The education and training charity notes that the region’s top eight online retailers are all from China, Japan and Korea as these countries have a high adoption of online shopping and more advanced supply chains.
China’s JD and Alibaba Tmall are both respectively the largest online grocers in Asia, with Japanese retailer Rakuten following as Asia’s third-largest player.
The world's largest online shopping event comes to a climax this weekend (11 November) and therefore, there is a heightened focus on online shopping. For instance, on Singles’ Day last year, Alibaba reported sales totalling US$17.8bn – $11bn more than Black Friday and Cyber Monday combined.
“The Singles’ Day festival has essentially grown into a two-month opportunity for brand owners,” says Zhu. “This year many brands started their marketing campaigns weeks before the official kick-off of the event on 31 October. To fully take advantage of the festival, instead of simply offering coupons to shoppers, many brands have designed their product offering, promotions and social content specifically for Singles’ Day, giving them a better opportunity to stand out from the crowd and grab shoppers’ attention.”
However, this big online shopping event poses significant challenges to e-commerce operations and supply chain.
“A high level of impulse purchase means returns are quite common, so that needs to be handled. Another challenge for online retailers and manufacturers following Singles’ Day is how to retain the interest of shoppers after the discounts have come to an end,” explains Zhu.
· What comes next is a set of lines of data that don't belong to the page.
PR #118, opened 2020-12-18
DM-26593: Create an integrated pipeline for AP fake analysis

morriscb:


pipelines/ApVerifyWithFakes.yaml
```diff
@@ -0,0 +1,49 @@
+# Gen 3 pipeline for ap_verify
+# This concatenates various lsst.verify metrics to an AP pipeline
+
+description: Fully instrumented AP pipeline
+imports:
+    - location: $AP_PIPE_DIR/pipelines/ApPipe.yaml
+    - location: $AP_VERIFY_DIR/pipelines/MetricsRuntime.yaml
+    - location: $AP_VERIFY_DIR/pipelines/MetricsMiscWithFakes.yaml
```
kfindeisen, line 8: It might be more future-proof to import `ApVerify.yaml` here, though I see below that you end up overriding a lot of configs anyway.

pipelines/ApVerifyWithFakes.yaml
```diff
@@ -0,0 +1,49 @@
...
+    coaddFakes:
+        class: lsst.pipe.tasks.insertFakes.InsertFakesTask
+        config:
+            doSubSelectSources: True
+            sourceSelectionColName: "isTemplateSource"
+    visitFakes:
+        class: lsst.pipe.tasks.processCcdWithFakes.ProcessCcdWithFakesTask
+        config:
+            insertFakes.doSubSelectSources: True
+            insertFakes.sourceSelectionColName: "isVisitSource"
```
kfindeisen, line 26: Just to be sure: do you mean to have both this and regular CCD processing in the same pipeline?

pipelines/ApVerifyWithFakes.yaml
```diff
@@ -0,0 +1,49 @@
...
+    imageDifference:
+        class: lsst.pipe.tasks.imageDifference.ImageDifferenceTask
+        config:
+            # Always prefer decorrelation; may eventually become ImageDifferenceTask default
+            doDecorrelation: True
+            detection.thresholdValue: 5.0  # needed with doDecorrelation
+            # Don't have source catalogs for templates
+            doSelectSources: False
```
kfindeisen, line 34: You can leave these lines out; they're [redundant with the import](https://lsstc.slack.com/archives/C01FBUGM2CV/p1609187268233400).

pipelines/ApVerifyWithFakes.yaml
```diff
@@ -0,0 +1,49 @@
...
+            connections.fakesType: "fakes_"
+    diaPipe:
+        # TODO: how to prevent duplication with ApPipe definition?
+        class: lsst.ap.association.DiaPipelineTask
+        config:
+            apdb.isolation_level: READ_UNCOMMITTED
+            doPackageAlerts: True
```
kfindeisen, line 41: These lines are redundant if you import `ApVerify.yaml`, but not if you use `ApPipe.yaml`. (Putting the isolation level in the original pipeline was arguably a mistake, but that's out of scope for this ticket.)

pipelines/ApVerifyWithFakes.yaml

“However, whether it’s during the Singles’ Day festival or more generally, the size of the prize in online grocery in Asia is undoubtedly huge. To ensure they make the most of this opportunity, retailers and manufacturers must remain agile and flexible, develop their understanding of online shoppers, focus on improving their logistics and ensure they are taking a collaborative approach to this exciting channel.”